Why Are B-cells Important?

  • Each mature B-cell is designed to recognize and locate one specific antigen in the body via special structures on its outer surface called B-cell receptors. B-cell receptors fit together with their matching antigen like a lock and key. The binding of an antigen to its matching B-cell receptor is the first step toward the body's production of antibodies. Antibodies are essential to help protect the body against infection and disease. They are Y-shaped proteins that are nearly identical to B-cell receptors, except that they are secreted into the bloodstream instead of remaining attached to a B-cell. Like B-cell receptors, one antibody is specific for one antigen. When an antibody finds its matching antigen, it neutralizes or marks it for destruction.
  • In addition to producing antibodies, B-cells exert other important influences on other types of immune cells.
  • Abnormally functioning B-cells can lead to or contribute to various diseases.

How Can B-Cells Be Targeted In Disease?

  • Research into specific proteins on B-cells has uncovered evidence that a particular protein, CD20, is expressed on the majority of mature B-cells and not on bone marrow stem cells. Greater than 90% of malignant B-cells in NHL express the CD20 antigen. Although the function of CD20 is not fully understood, data implicate a function for CD20 in regulation of the cell cycle and apoptosis (also known as cellular suicide, or programmed cell death).
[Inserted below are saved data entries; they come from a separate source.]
PR #246, opened 2026-08-19
fix: add apt timeouts and job timeout to prevent indefinite hangs (#245)

### LINKED ISSUE #245: validate.yml can hang indefinitely: apt-get has no acquisition timeout and its output is discarded
`validate.yml`'s ShellCheck step installs its tool with

```
sudo apt-get update -qq > /dev/null 2>&1 && sudo apt-get install -y -qq shellcheck > /dev/null 2>&1
```

apt applies no timeout to package acquisition by default, so a mirror that accepts the connection and then stops responding blocks forever rather than failing. On 2026-08-19 that stalled the step for 37 minutes in [netresearch/php-ast-edit-skill](https://github.com/netresearch/php-ast-edit-skill) ([job 96132793056](https://github.com/netresearch/php-ast-edit-skill/actions/runs/32272728286/job/96132793056), started `15:54:48Z`) until it was cancelled by hand. A re-run of the same commit passed.

The same signature hung an unrelated workflow in another repository the same afternoon — `playwright install --with-deps`, which shells out to `apt-get update`, stalled 20 minutes on its first mirror fetch (netresearch/claude-code-marketplace#99). Two repositories, two tools, one shared dependency.

## Why it is invisible

`-qq` plus `> /dev/null 2>&1` discards everything apt would say, so a stalled fetch looks exactly like a step doing nothing. In the marketplace case the diagnosis took three runs precisely because no output survived.

## Suggested change

Two independent bounds, mirroring netresearch/claude-code-marketplace#102:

RITUXAN for the Treatment of CD20-Positive B-Cell Non-Hodgkin's Lymphoma

  • Rituximab is a monoclonal antibody, which means it was designed and made by scientists to target one kind of cell. Rituximab specifically binds to the CD20 antigen on the surface of B-cells. From there, it is believed to work with the body's own immune system to attack and kill the affected B-cells. This approach can be used to target malignant B-cells in patients with NHL. While the exact mechanism is unknown, experimental evidence supports three different mechanisms play a role in the clinical activity of Rituxan. These include:
Antibody-Dependent Cellular Cytotoxicity (ADCC) - ADCC is a process in which specific cells are coated with antibodies and targeted for destruction by specialized killer cells, such as natural killer cells and macrophages. In this situation, one part of the antibody rituximab binds to the CD20 antigen on B-cells. Another part of the same rituximab antibody binds to a receptor on specialized killer cells such as monocytes, macrophages, and natural killer cells. The killer cells then engulf the B-cell and destroy it.
Complement-Dependent Cytotoxicity - In this scenario, the antibody rituximab binds to CD20 on B-cells, and initiates the complement system, also known as the 'complement cascade', leading to direct cell toxicity. The end result is formation of a membrane attack complex that makes a hole within the cell membrane, causing cell lysis and death.
Apoptosis - Experimental evidence has suggested that rituximab attaches to and cross-links the CD20 antigen, activating a cascade of events that ultimately causes B-cells to commit cellular suicide, otherwise known as programmed cell death, or apoptosis.